Poster #101 - Montana Knight

Evaluating Current Single-Cell Annotation Methods in Pediatric Populations

Knight, Montana Department of Biomedical and Health Informatics, Children's Hospital of Philadelphia, Philadelphia, PA, USA Svirydava2, Maryia Division of Allergy and Immunology, Department of Pediatrics, The Children's Hospital of Philadelphia, Philadelphia, PA, USA Campos, Jose S. Division of Allergy and Immunology, Department of Pediatrics, The Children's Hospital of Philadelphia, Philadelphia, PA, USA Henrickson, Sarah E. Division of Allergy and Immunology, Department of Pediatrics, The Children's Hospital of Philadelphia, Philadelphia, PA, USA

Single-cell sequencing provides novel insights into the substantial heterogeneity of cell populations.

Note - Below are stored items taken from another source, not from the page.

PR #807, opened 2026-07-20
Adding --no-asg and --capacity-block flag support for eksapi

arsbw2802:
**Summary**
Adds a `--no-asg` flag to the `eksapi` deployer, useful for scenarios where an ASG's mixed-instances policy is a limitation — notably capacity blocks, which the ASG mixed-instances policy does not support.
Also adds a `--capacity-block` flag that sets the launch template's market type to capacity-block. It implies `--capacity-reservation`, and only works together with `--no-asg`.

**Testing**
Default (ASG) test:
```
kubetest2 eksapi --kubernetes-version=1.33 --unmanaged-nodes \
    --nodes=1 --instance-types=t3.large --user-data-format=nodeadm \
    --up --down --test=exec -- echo "with-asg test passed"
```
Output: cluster + node came up, node became Ready in ~10s, test passed, exit code 0.
```
INFO waiting for nodes to be ready nodeCount=1 timeout=5m0s
INFO nodes are ready count=1 nodes=map[ip-x-x-x-x.us-west-2.compute.internal:{}]
INFO --log-bucket is empty, no logs will be gathered!
with-asg test passed
exit code: 0
```

`--no-asg` test 
```
kubetest2 eksapi --kubernetes-version=1.33 --unmanaged-nodes --no-asg \
    --nodes=1 --instance-types=t3.large --user-data-format=nodeadm \
    --up --down --test=exec -- echo "no-asg test passed"
```
Output: cluster + node came up, `verifyAMI` confirmed the launch template AMI, node became Ready immediately, test passed, exit code 0. Nodegroup stack rendered a `Node0 AWS::EC2::Instance` and no `AutoScalingGroup`, confirming the flag behaves as intended.
```
  INFO waiting for nodes to be ready nodeCount=1 timeout=5m0s
  INFO nodes are ready count=1 nodes=map[ip-x-x-x-x.us-west-2.compute.internal:{}]
  INFO --log-bucket is empty, no logs will be gathered!
  no-asg test passed
  exit code: 0
```
```
  $ aws cloudformation describe-stack-resources \
      --stack-name "kubetest2-eksapi-<run-id>-unmanaged-nodegroup" \
      --query "StackResources[].[LogicalResourceId,ResourceType]" --output table
  ---------------------------------------------------------------------
  |                      DescribeStackResources                       |
  +--------------------------------+----------------------------------+
  |  EFASecurityGroupEgress        |  AWS::EC2::SecurityGroupEgress   |
  |  EFASecurityGroupEgressAllIpv4 |  AWS::EC2::SecurityGroupEgress   |
  |  EFASecurityGroupEgressAllIpv6 |  AWS::EC2::SecurityGroupEgress   |
  |  EFASecurityGroupIngress       |  AWS::EC2::SecurityGroupIngress  |
  |  Node0                         |  AWS::EC2::Instance              |
  |  NodeInstanceProfile           |  AWS::IAM::InstanceProfile       |
  |  NodeLaunchTemplate            |  AWS::EC2::LaunchTemplate        |
  +--------------------------------+----------------------------------+
```


internal/deployers/eksapi/deployer.go
```diff
@@ -65,6 +65,7 @@ type deployerOptions struct {
 	AMIType                     string        `flag:"ami-type" desc:"AMI type for managed nodes"`
 	AutoMode                    bool          `flag:"auto-mode" desc:"Enable EKS Auto Mode"`
 	CapacityReservation         bool          `flag:"capacity-reservation" desc:"Use capacity reservation for the unmanaged nodegroup"`
+	CapacityBlock               bool          `flag:"capacity-block" desc:"Use capacity block market type for the reservation. Implies --capacity-reservation."`
```
wwvela: Could you also add info here that capacity block is only work with --no-asg cuz mixed instance policy doesn't support it?

mselim00: if that's the only limitation, shouldn't it also work when `len(InstanceTypes) == 1`?

internal/deployers/eksapi/templates/unmanaged-nodegroup.yaml.template
```diff
@@ -116,9 +125,18 @@ Resources:
...
           Fn::If:
-            - IsCapacityReservationIdSet
+            - IsOnDemandReservation
             - CapacityReservationTarget:
                 CapacityReservationId: !Ref CapacityReservationId
+            - Fn::If:
+              - IsCapacityBlock
+              - CapacityReservationTarget:
+                  CapacityReservationId: !Ref CapacityReservationId
+              - !Ref AWS::NoValue
```
mselim00, line 135: am I missing something or is it the same for `IsOnDemandReservation` or `IsCapacityBlock`? if so the nested if could be simplified to a single if evaluating whether `CapacityReservationId` is empty or not

internal/deployers/eksapi/templates/unmanaged-nodegroup.yaml.template
```diff
@@ -180,6 +199,14 @@ Resources:
...
               {{- end}}
+      {{- else }}
+      # A single instance type uses the launch template directly. A
+      # MixedInstancesPolicy cannot be used with capacity blocks, so it is only
+      # used when more than one instance type is requested.
+      LaunchTemplate:
+        LaunchTemplateId: !Ref NodeLaunchTemplate
+        Version: !GetAtt NodeLaunchTemplate.LatestVersionNumber
+      {{- end }}
       DesiredCapacity: !Ref NodeCount
```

Many strides have been made in the computational processing of single-cell data to aide in further understanding this cellular diversity. New methods and tools are continuously introduced to help with everything from initial read mapping to downstream analysis1-3. One essential step of the standard pipeline is identifying the types of cells in the dataset2,4. There are available tools that automatically annotate cell types for you, but annotations are often done manually2,4. In fact, manual annotations are typically encouraged, despite it being subjective and a potential bottleneck in the process2,5,6. Automatic annotation could save time and improve reproducibility between studies, but can be discrepancies in the results among the tools out there, leaving researchers with the burden of figuring out which method and reference dataset fits best for their data5,6. This is exemplified with pediatric populations, as many of the popular reference atlases are in adults, which may not necessarily translate to children7-9. Here, we evaluate current automated annotation tools by applying them to peripheral blood mononuclear cells (PBMCs) in a publicly available adult cohort, and a pediatric cohort from the Children's Hospital of Philadelphia. Methods were further evaluated against curated manual annotations. Finally, applicability of these automated tools in the pediatric immune landscape was assessed.